How to use a custom compute shaders using metal and get very smooth performance?

1.8k Views Asked by At

Im trying to apply the live camera filters through metal using the default MPSKernal filters given by apple and custom compute Shaders.

In compute shader I did the inplace encoding with the MPSImageGaussianBlur and the code goes here

func encode(to commandBuffer: MTLCommandBuffer, sourceTexture: MTLTexture, destinationTexture: MTLTexture, cropRect: MTLRegion = MTLRegion.init(), offset : CGPoint) {

    let blur = MPSImageGaussianBlur(device: device, sigma: 0)
    blur.clipRect = cropRect
    blur.offset = MPSOffset(x: Int(offset.x), y: Int(offset.y), z: 0)

    let threadsPerThreadgroup = MTLSizeMake(4, 4, 1)
    let threadgroupsPerGrid = MTLSizeMake(sourceTexture.width / threadsPerThreadgroup.width, sourceTexture.height / threadsPerThreadgroup.height, 1)

    let commandEncoder = commandBuffer.makeComputeCommandEncoder()
    commandEncoder.setComputePipelineState(pipelineState!)
    commandEncoder.setTexture(sourceTexture, at: 0)
    commandEncoder.setTexture(destinationTexture, at: 1)

    commandEncoder.dispatchThreadgroups(threadgroupsPerGrid, threadsPerThreadgroup: threadsPerThreadgroup)

    commandEncoder.endEncoding()

    autoreleasepool {
        var inPlaceTexture = destinationTexture
        blur.encode(commandBuffer: commandBuffer, inPlaceTexture: &inPlaceTexture, fallbackCopyAllocator: nil)
    }
}

But sometimes the inplace texture tend to fail and eventually it creates a jerk effect on the screen.

So if anyone can suggest me the solution without using the inplace texture or how to use the fallbackCopyAllocator or using the compute shaders in a different way that would be really helpful.

2

There are 2 best solutions below

1
On

I have done enough coding in this area (applying computing shaders to video stream from camera), and the most common problem you run into is the "pixel buffer reuse" issue.

The metal texture you create from the sample buffer is backed up a pixel buffer, which is managed by the video session, and can be re-used for following video frames, unless you retain the reference to the sample buffer (retaining the reference to the metal texture is not enough).

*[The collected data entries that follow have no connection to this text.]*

PR #4329, opened 2026-09-01
feat: tag every outgoing email with a template category

### LINKED ISSUE #4313: Transactional-email delivery monitoring per template
**Goal alignment**: protects signup (acquisition) and billing/auth flows that silently fail today.

### Problem
Across 26 months, undelivered transactional email recurs in every era: password reset, magic login, cancel confirmation, Stripe portal login. Worst case: through part of 2026 the signup-confirmation flow silently did nothing for new accounts while the page claimed success — an acquisition leak found by one user's report. A recurring "email gateway outage" is mentioned in replies but nothing monitors per-template delivery.

### Proposed direction
Delivery-rate monitoring per template off the existing SendGrid event webhook data (sendgrid.events are already processed): alert when a template's delivered rate drops or send volume flatlines abnormally. Ops surface — backend + CommandsTab/ops visibility per the ops-command parity rule.

### Metric
Detection time for a delivery failure (target: hours, not user-reported); "email never arrived" threads per month.

aalemayhu:
## What
Gives every outgoing email a stable, greppable category slug and captures the SendGrid event category so delivery/bounce events can be attributed back to the template that sent them. Step 1 of 2 toward per-template delivery monitoring.

## Why
Part of #4313. The SendGrid event pipeline already stores delivered/bounce/dropped events (`suppression_events`), but nothing attributes an event to the template that sent it — `EmailService` set no categories — so per-template delivery monitoring is impossible today. Tagging sends and capturing the event category lights up SendGrid's own per-category dashboard stats within 24h, which is the evidence needed before building the monitor itself.

## How
- `EmailService.deliver(msg)` → `deliver(msg, category)` sets `msg.categories = [category]`; every send method passes its slug. Direct `sgMail.send` / `sendWithRetry` call sites set `categories` in the message literal. Slugs live in a `EMAIL_CATEGORIES` const map next to the template constants so the set is greppable.
- `ProcessSendgridEventsUseCase` reads `event.category` (SendGrid sends `string | string[]`), normalizes to the first non-empty string or `null`, and buckets each recorded event under its category (null → `uncategorized`) in a new `categories: Record<string, number>` field on the result. The webhook router already logs that result object verbatim as `sendgrid.events.processed`, so per-category counts surface immediately with no change to the rail router or signature files.

Chose the log-summary path (option B) over threading a value the repository would drop: it is smaller, honest, and makes attribution visible in prod logs on day one. `sum(categories) === recorded` holds as an invariant.

## Measuring success
Prod log line `sendgrid.events.processed` now carries a `categories` object, e.g. `{ "magic-link": 42, "password-reset": 11, "uncategorized": 130 }`. At T+24h the SendGrid dashboard's per-category stats should show the tagged categories with non-zero delivered counts, and the `uncategorized` share in the log should fall as tagged sends flow through. Grep prod logs: `sendgrid.events.processed`.

## Testing
- Unit tests added:
  - EmailService: representative send methods tag `categories` correctly across all three send mechanisms — deliver path (magic-link, password-reset), direct `sgMail.send` (pass-winback and 15 more via `it.each` over every FS-free send method), and `sendWithRetry` (contact-form); plus a reflection test asserting every `EMAIL_CATEGORIES` value is a unique non-empty kebab-case slug, and a dedicated test for the FS-touching subscription-cancelled sender.
  - ProcessSendgridEventsUseCase: `category: ['x']` array form, `'x'` string form, missing/empty → `uncategorized`, aggregation across events, and the `sum(categories) === recorded` invariant. Existing result-shape assertions updated for the new `categories` field.
- Full server suite: 693 suites / 6767 tests pass. The only failures are the documented environmental set — Python apkg suites (parser/DeckParser/BlockHandler/upload/canary) fail because this worktree has no `create_deck/.venv`, and `getPageCount` fails on missing `pdfinfo`; `ClaudeService` passes 143/143 in isolation (its full-run failure was a load timeout). None touch the changed files.
- `pnpm format:check`: clean tree-wide.

## Browser check
Not applicable — server-side email tagging, no rendered output.

## Changelog
No entry — internal observability, no user-visible behavior change.

## Risks
Low. No recipient/subject/body change, no schema change, no rail files touched. Riskiest assumption: SendGrid only emits `category` on events for sends made **after** this deploys, so the acquisition-critical signup path must route through a tagged sender — verified in code (magic-link and password-reset both tagged), worth a dashboard glance at T+24h. Rollback is a straight revert.

- Step 1 of 2: tagging + capture only. The per-template delivery monitor needs a `suppression_events` category column (migration → rail) and a scheduled check wired in `server.ts` (rail) — spec'd in the consult, gated on 24h of SendGrid dashboard category stats confirming attribution works end-to-end before the rail PR is worth your review.
- The webhook receiver and signature files are deliberately untouched (rail); the category is read in the use case, and the existing `sendgrid.events.processed` log line carries the per-category counts without a router change.
- Riskiest assumption flagged: SendGrid only emits category on events for sends made AFTER this deploys; the acquisition-critical signup path must route through a tagged sender — verified in code, worth a dashboard glance at T+24h.

## Goal alignment
Protects signup (acquisition) and billing/auth flows that silently fail today: makes transactional-email delivery observable per template, so a delivery drop (the recurring "email never arrived" failure mode behind lost signups and password resets) becomes detectable in hours from a log/dashboard rather than by user report. Metric: detection time for a per-template delivery failure — read from the `sendgrid.events.processed` log and the SendGrid per-category dashboard, first check at T+24h.

Part of #4313

Fixes #4313


aalemayhu (commented):
All 5 review findings fixed and verified: partial-batch counts now surface via SendgridEventProcessingError (webhook logs partial counts and 500s so SendGrid retries), first-non-empty category scan, per-(category,eventType) nested counts with tests updated, magic-link-login vs magic-link-password-reset split by purpose, and the lastCategories empty-guard with a regression test. Full server suite 696/6804 passing (9 environmental failures, none email), web 380/3423, deploy tsc clean, format clean. Hard-rail paths (SendgridWebhookRouter) — waiting for Alexander to merge.

PR #4332, opened 2026-09-01
feat: flag thin decks inline and backfill export-drift fixtures

### LINKED ISSUE #4310: Conversion receipt: found vs created counts, plus a Notion export canary
**Goal alignment**: converts the corpus's scariest failure class — silent partial decks — into visible reliability.

### Problem
Across 26 months: "250 toggles but only 21 cards", "only taking 22 toggles… it is really random", syncs reporting "0 created" with no error. Four separate Notion-export breakage waves (2024 Markdown confusion, Dec 2025 nested toggles ~13 reporters re-opening over 3 months, Apr 2026 images ~14, Jul 2026 export change) were each detected by users, not by the system. Silent partial output is the top churn driver among loyal long-time users.

### Proposed direction
Two parts, same theme: (1) a conversion receipt on every job — sources found vs cards created vs skipped (with reasons), shown to the user when counts diverge; (2) contract tests against Notion export fixtures feeding the existing parser canary so the next export change alerts before users report it. Trio before build for the receipt UI.

### Metric
Days-to-detect an export change (target: <1); "missing cards" threads per month.

aalemayhu:
## What
Two things behind the already-shipped conversion receipt. (1) An inline **thin-deck notice** on Downloads: when a Notion page yields a deck thinner than the page, the row now says *why* (empty toggles, not-connected parts, or a mixed set) and *how to fix it*, instead of leaving "only N cards" unexplained. (2) Two new **export-drift canary fixtures** for user-detected Notion export waves the existing three did not cover.

## Why
Closes #4310. The receipt half of the issue already shipped (#4211/#4229: `blocks_seen`/`cards_created`/`blocks_skipped` + `ConversionReportModal` + the skipped-count pill). This PR ships the two real remaining gaps: a proactive inline explanation for thin decks, and canary coverage for historical export breakages so the next one is caught by a fixture rather than a user.

## How
- **Notice:** `NotionEmptyToggleNotice` → `ThinDeckNotice` with `reason: 'emptyToggles' | 'notConnected' | 'generic'`. New `getThinDeckSignal(job)` returns `{ candidateSkips, reason }` where `candidateSkips` = empty-back count + forbidden/not-connected count + unsupported-block count, **excluding dropped images** (an image missing from a converted card is not a lost card). The dominant skip family picks the reason. Trigger: `cards >= 1 && candidateSkips >= cards && candidateSkips >= 2`.
- **Pill/notice agreement:** the row pill now reads the same `candidateSkips` number, so the pill and the notice never disagree. (Behavior change: an image-only-drop row no longer shows a "skipped" pill; the dropped-image detail still shows in the conversion report modal.)
- **Fixtures:** added `notion-figure-image-2026.html` (+ a fabricated 1x1 PNG) for the Apr-2026 `figure.image` subfolder-path shape, and `notion-katex-equation-2026.html` for the 2026 KaTeX `data-notion-equation` shape. Both registered in `EXPORT_DRIFT_FIXTURES`. Baselines were **measured** against the current parser via the existing `measureExportDriftFixture` tooling (image baseline `mediaCount: 1` proves the bundled image still embeds; equation baseline proves the card survives with a non-empty back), never hand-written. Fixtures are fabricated/anonymized (no real deck titles, filenames, or workspace names).
- **Analytics:** `empty_back_notice_shown` → `thin_deck_notice_shown` `{ reason, cards, skipped }` for the Notion notice, added to both `web/src/lib/analytics/events.ts` and `src/types/AnalyticsEvents.ts`.

## Measuring success
`thin_deck_notice_shown { reason, cards, skipped }` at `/api/ops/metrics` — day-7 read: how often the notice fires and which reason dominates (emptyToggles vs notConnected tells us whether the friction is user-page structure or Notion Connections). The export-drift canary emails support on any baseline divergence (weekly `runExportDriftCanary`).

## Testing
- Unit tests added: `getThinDeckSignal.test.ts` (candidate-skip math incl. image exclusion + dominant-reason branching), `ThinDeckNotice.test.tsx` (trigger math incl. floor, reason copy per branch, plural rendering, `aria-haspopup="dialog"`, event props), plus a DownloadsPage pill/notice **agreement** test and updated existing thin-deck tests to the new copy. `runExportDriftCanary.test.ts` gains cases asserting the two new baselines don't diverge.
- Full web suite (isolated, no parallel load): **381 files / 3432 tests, all pass.**
- Full server suite: 691 suites pass; 12 suites fail as the **documented environmental class** (parser/`create_deck.py`/`pdfinfo`/zip suites 5s-timeout under a worktree without a native venv + parallel load) — none import the changed files, and `runExportDriftCanary.test.ts` passes 7/7 in isolation (measured with the main-checkout venv via `ANKI_PYTHON`, parse-only, no venv in the worktree).
- `pnpm format:check` clean tree-wide; web typecheck, web lint, server `tsc -p .`, `depcruise` all clean.

## Browser check
Notes: `pnpm --filter 2anki-web test:golden-path` → 4/4 passed (20.8s), incl. "signed-in dashboard renders without console errors at 375px" and "landing renders without console errors at 375px".

## Changelog
`web/src/pages/WhatsNewPage/changelog/2026-09-02-thin-deck-notice.json` — "When a deck comes out thinner than the page, Downloads now says why and how to fix it"

## Sonar

## Risks
Low. The notice is a generalization of an already-shipped pattern; the pill number source is the only behavior change (image-only-drop rows lose the pill badge but keep the report link/modal). Rollback is a straight revert. New locale strings fall back to English if any key is missing.

## Goal alignment
Activation / first-conversion clarity: a user who gets a thinner-than-expected deck and no explanation is an abandonment risk. The notice names the cause and the fix ("add an answer inside each toggle" / "add 2anki under Connections" / "open the report"), which should drive re-conversions. Metric: `thin_deck_notice_shown` volume by reason at `/api/ops/metrics`, read day-7.

- The issue's receipt half was already shipped by #4211/#4229 (blocks_seen/cards_created/blocks_skipped + modal + divergence badge) — this PR ships the two real gaps: canary fixtures for the historical export waves, and an inline thin-deck notice generalized from the empty-toggle notice.
- Notice trigger: cards≥1 AND candidateSkips≥cards AND candidateSkips≥2, with dropped images excluded from the count — ratio+floor chosen over "any divergence" to avoid banner-blindness; the floor is the tunable lever.
- Rejected: a blocks_unaccounted heuristic (cloze/table pages legitimately produce more cards than blocks — false "we lost your cards" alarms), and an upload-path receipt (a new surface; gated on its own evidence).
- Event renamed empty_back_notice_shown → thin_deck_notice_shown {reason, cards, skipped} in both allowlists. **Deviation from the brief, flagged:** `empty_back_notice_shown` was NOT removed from the allowlists because a second, live, out-of-scope consumer still fires it — `EmptyBackNotice` on the **upload path** (`UploadForm.tsx`). Removing it would silently record that event as `unknown` (the exact failure the parity rule guards against, in the other direction). So both events now exist; only the Notion notice migrated.
- Fixture list limited to waves reconstructable from repo evidence. **Skipped: the Jul-2026 block-key vs text-key wave** — it is a GUID-identity/dedup concern (#4255), not a card-shape drift: none of the canary's measured fields (deck/card/front/back/media counts) change with GUID keying, the July-2026 details.toggle *shape* is already covered by the existing `notion-details-toggle-2026` fixture, and the identity behavior is covered by the block-id ledger tests. No distinct shape to add without inventing one.
- "Connections" is kept verbatim in all 10 locales — it should match Notion's own localized menu label; flagged for native review.


aalemayhu (commented):
Review: clean pass — image-exclusion in the skip count verified against source, pill/notice number agreement tested, trigger ratio+floor as specced, event rename in both allowlists with the legacy event kept for its live upload consumer, 10-locale keys incl. ru/pl plurals, fixtures fabricated with measured baselines, amber-only styling and correct ARIA. One fix on the branch: changelog dated to the actual ship day.

aalemayhu (commented):
Review verdict carried over: the only change since the reviewed commit 754217e06e26 is a merge of main (branch update) — the PR diff is unchanged, checks are green on the new head.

Feel free to take a look at my code at https://github.com/snakajima/vs-metal, which applies various computing shaders to a live video stream.

VSContext:set() method takes optional sampleBuffer parameter in addition to the texture parameter, and retain the reference to the sampleBuffer until the computing shader's computation is completed (in VSRuntime:encode() method).

0
On

The in place operation method can be hit or miss depending on what the underlying filter is doing. If it is a single pass filter for some parameters, then you'll end up running out of place for those cases.

Since that method was added, MPS has added an underlying MTLHeap to manage memory a bit more transparently for you. If your MPSImage doesn't need to be viewed by the CPU and exists for only a short period of time on the GPU, it is recommended that you just use a MPSTemporaryImage instead. When the readCount hits 0 on that, the backing store will be recycled through the MPS heap and made available for other MPSTemporaryImages and other temporary resources used downstream. Likewise, the backing store for it isn't actually allocated from the heap until absolutely necessary (e.g. texture is written to, or .texture is called) A separate heap is allocated for each command buffer.

Using temporary images should help reduce memory usage quite a lot. For example, in an Inception v3 neural network graph, which has over a hundred passes, the heap was able to automatically reduce the graph to just four allocations.